WORK TASK: Scan the entries below and give the number of lines containing "attributedLabels", with no accompanying words.

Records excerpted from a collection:
- Opening Delimiter -

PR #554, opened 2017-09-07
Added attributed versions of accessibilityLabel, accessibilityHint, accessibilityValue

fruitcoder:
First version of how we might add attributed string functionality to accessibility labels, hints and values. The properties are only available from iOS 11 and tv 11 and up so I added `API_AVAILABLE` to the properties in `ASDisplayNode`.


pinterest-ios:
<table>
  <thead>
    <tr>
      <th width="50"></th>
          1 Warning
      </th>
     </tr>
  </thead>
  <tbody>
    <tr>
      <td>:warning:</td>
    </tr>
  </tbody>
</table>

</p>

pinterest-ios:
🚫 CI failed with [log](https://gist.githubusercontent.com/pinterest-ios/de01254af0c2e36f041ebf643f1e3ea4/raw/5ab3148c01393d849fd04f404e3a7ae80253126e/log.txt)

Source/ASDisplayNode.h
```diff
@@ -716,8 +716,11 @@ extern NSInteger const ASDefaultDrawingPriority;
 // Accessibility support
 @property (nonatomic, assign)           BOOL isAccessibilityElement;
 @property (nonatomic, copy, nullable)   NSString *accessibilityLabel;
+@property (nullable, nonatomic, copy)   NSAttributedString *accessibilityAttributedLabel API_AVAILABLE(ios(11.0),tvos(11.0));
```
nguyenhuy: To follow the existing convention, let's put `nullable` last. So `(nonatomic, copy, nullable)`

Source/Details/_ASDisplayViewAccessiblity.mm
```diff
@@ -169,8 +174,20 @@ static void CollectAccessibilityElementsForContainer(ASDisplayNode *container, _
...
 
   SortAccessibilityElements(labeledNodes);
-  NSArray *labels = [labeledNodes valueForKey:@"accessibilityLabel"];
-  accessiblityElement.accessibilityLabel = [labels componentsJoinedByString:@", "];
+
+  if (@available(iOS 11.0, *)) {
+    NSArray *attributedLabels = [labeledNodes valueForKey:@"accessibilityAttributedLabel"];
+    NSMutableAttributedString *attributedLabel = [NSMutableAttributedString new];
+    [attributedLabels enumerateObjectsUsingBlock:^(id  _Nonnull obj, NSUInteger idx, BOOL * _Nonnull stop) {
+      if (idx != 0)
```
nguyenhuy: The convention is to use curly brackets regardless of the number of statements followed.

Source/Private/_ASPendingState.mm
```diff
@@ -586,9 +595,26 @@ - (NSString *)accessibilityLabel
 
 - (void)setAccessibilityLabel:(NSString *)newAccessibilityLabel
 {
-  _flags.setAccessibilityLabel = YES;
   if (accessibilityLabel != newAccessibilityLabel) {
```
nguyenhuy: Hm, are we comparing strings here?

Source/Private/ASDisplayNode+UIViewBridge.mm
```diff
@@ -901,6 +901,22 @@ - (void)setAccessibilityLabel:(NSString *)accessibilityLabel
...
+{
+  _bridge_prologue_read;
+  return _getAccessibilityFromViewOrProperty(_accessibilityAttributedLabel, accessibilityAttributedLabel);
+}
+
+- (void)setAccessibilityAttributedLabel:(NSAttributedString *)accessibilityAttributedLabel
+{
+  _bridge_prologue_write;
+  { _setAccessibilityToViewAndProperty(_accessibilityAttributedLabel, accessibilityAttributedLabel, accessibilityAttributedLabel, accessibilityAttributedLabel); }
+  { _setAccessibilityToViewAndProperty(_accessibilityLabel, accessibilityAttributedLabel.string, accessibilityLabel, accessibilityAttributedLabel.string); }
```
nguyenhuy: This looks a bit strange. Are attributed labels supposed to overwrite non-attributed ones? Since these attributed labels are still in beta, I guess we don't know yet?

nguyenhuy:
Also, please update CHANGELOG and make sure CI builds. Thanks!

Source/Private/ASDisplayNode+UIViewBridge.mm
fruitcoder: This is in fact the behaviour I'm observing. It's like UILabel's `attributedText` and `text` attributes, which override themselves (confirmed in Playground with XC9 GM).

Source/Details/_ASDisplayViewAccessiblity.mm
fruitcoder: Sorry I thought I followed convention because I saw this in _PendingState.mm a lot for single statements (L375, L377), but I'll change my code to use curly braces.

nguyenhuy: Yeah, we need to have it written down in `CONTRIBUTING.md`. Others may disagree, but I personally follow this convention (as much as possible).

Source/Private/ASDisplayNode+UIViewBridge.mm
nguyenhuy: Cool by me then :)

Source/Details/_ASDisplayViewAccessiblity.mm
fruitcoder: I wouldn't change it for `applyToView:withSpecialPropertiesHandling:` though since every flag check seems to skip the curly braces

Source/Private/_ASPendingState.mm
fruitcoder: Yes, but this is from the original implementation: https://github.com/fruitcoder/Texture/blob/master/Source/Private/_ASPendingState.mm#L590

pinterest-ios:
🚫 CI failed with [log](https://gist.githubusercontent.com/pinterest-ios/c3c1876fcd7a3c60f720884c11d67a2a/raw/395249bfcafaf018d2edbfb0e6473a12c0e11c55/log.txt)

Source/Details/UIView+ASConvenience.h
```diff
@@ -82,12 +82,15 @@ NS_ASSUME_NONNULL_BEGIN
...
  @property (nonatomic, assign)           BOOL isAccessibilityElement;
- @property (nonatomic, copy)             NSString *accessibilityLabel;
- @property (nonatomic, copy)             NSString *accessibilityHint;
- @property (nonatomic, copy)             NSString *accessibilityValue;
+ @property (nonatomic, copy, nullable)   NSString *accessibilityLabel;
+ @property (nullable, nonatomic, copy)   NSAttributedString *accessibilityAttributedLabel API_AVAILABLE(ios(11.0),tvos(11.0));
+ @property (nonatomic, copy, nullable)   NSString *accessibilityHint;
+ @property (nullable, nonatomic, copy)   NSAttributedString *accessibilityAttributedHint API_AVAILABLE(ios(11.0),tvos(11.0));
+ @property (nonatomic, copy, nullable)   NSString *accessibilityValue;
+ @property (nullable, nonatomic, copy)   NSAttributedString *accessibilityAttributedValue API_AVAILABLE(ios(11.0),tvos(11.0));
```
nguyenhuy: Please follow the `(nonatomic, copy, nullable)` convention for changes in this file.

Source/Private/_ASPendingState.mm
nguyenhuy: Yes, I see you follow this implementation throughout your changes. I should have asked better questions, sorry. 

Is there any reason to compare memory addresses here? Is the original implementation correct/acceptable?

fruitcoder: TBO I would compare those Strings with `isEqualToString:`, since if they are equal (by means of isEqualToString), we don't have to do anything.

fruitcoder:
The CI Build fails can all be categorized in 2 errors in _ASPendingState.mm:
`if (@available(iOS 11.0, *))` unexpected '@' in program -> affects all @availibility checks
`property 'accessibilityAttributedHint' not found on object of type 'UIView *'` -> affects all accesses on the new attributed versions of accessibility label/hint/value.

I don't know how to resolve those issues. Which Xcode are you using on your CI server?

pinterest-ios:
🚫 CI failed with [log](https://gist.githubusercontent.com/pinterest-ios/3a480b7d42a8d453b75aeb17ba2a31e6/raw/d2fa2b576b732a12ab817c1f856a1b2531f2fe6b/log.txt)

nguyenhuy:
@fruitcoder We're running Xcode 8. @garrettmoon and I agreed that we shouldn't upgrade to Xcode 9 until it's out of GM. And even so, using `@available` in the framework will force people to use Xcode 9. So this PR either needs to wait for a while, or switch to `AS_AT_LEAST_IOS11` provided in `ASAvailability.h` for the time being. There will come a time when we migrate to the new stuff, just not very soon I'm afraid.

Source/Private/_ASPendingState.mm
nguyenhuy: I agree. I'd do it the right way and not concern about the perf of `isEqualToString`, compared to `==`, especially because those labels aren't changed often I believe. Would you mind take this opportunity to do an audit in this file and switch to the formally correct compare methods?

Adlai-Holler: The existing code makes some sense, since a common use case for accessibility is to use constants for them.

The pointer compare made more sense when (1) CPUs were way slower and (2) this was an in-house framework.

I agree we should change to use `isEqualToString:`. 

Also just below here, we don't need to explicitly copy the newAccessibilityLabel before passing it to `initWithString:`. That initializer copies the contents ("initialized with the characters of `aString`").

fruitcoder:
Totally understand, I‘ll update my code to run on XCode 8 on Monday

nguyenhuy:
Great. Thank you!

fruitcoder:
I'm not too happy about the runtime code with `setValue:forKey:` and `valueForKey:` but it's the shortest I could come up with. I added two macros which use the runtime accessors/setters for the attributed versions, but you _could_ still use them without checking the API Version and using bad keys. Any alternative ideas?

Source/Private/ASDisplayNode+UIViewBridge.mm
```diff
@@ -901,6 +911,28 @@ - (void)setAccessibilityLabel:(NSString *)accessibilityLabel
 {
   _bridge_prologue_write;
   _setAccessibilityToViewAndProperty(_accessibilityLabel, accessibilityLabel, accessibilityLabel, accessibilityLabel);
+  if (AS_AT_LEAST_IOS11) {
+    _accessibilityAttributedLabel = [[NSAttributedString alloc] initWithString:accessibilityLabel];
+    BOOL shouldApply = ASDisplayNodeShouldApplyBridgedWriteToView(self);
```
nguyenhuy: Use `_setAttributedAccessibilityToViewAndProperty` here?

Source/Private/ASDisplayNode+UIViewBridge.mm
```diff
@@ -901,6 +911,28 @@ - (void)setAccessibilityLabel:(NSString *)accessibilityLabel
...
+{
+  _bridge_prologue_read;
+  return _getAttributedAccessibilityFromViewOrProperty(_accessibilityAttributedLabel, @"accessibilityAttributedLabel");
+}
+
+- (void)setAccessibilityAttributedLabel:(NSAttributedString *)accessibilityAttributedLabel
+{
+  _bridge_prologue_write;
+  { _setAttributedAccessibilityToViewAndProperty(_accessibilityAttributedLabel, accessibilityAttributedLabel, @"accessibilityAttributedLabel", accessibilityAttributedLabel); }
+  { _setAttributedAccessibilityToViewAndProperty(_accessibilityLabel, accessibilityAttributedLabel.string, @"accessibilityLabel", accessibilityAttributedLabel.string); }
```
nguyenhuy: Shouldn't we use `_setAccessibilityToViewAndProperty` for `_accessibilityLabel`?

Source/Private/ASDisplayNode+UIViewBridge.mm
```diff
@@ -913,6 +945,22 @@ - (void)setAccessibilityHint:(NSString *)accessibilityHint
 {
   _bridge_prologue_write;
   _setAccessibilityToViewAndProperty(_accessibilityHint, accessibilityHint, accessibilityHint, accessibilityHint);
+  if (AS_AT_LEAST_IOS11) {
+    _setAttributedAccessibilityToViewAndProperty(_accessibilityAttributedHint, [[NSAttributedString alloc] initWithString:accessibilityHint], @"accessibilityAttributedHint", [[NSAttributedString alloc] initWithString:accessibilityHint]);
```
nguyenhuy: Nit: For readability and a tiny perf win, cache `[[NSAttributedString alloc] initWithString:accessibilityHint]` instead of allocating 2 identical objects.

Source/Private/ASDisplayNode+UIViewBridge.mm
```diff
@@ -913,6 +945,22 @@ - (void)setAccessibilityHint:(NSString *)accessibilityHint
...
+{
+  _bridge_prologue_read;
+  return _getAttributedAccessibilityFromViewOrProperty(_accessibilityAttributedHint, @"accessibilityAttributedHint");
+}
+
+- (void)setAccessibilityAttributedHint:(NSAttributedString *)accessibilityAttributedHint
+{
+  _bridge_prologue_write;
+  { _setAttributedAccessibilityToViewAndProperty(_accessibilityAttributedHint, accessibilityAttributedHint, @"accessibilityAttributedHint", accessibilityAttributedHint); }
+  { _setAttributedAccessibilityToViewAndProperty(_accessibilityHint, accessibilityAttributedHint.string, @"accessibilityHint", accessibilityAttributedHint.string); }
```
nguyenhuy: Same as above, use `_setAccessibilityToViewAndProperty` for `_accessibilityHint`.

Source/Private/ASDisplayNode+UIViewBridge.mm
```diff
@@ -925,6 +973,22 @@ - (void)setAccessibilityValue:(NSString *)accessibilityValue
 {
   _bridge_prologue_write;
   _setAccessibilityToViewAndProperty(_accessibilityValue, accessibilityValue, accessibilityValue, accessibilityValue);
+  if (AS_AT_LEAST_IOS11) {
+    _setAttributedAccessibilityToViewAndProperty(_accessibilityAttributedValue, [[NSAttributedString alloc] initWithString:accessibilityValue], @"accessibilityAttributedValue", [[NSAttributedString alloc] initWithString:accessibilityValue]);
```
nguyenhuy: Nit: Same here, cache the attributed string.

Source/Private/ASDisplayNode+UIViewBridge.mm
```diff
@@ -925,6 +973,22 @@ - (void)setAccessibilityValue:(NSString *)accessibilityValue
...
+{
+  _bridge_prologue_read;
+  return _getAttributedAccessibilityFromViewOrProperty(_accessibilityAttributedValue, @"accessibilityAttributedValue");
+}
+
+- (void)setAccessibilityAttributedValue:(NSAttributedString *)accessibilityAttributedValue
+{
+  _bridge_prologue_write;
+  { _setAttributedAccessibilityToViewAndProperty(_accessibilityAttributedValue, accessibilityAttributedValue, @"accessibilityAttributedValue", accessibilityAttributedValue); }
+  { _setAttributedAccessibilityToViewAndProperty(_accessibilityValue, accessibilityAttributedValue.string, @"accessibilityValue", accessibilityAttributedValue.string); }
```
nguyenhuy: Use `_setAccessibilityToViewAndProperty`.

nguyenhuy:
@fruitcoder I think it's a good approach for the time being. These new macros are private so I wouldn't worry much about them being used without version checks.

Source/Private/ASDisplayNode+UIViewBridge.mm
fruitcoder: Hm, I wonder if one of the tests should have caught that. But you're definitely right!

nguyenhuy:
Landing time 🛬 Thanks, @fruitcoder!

- Closing Delimiter -

EXERCISE RESULT: 2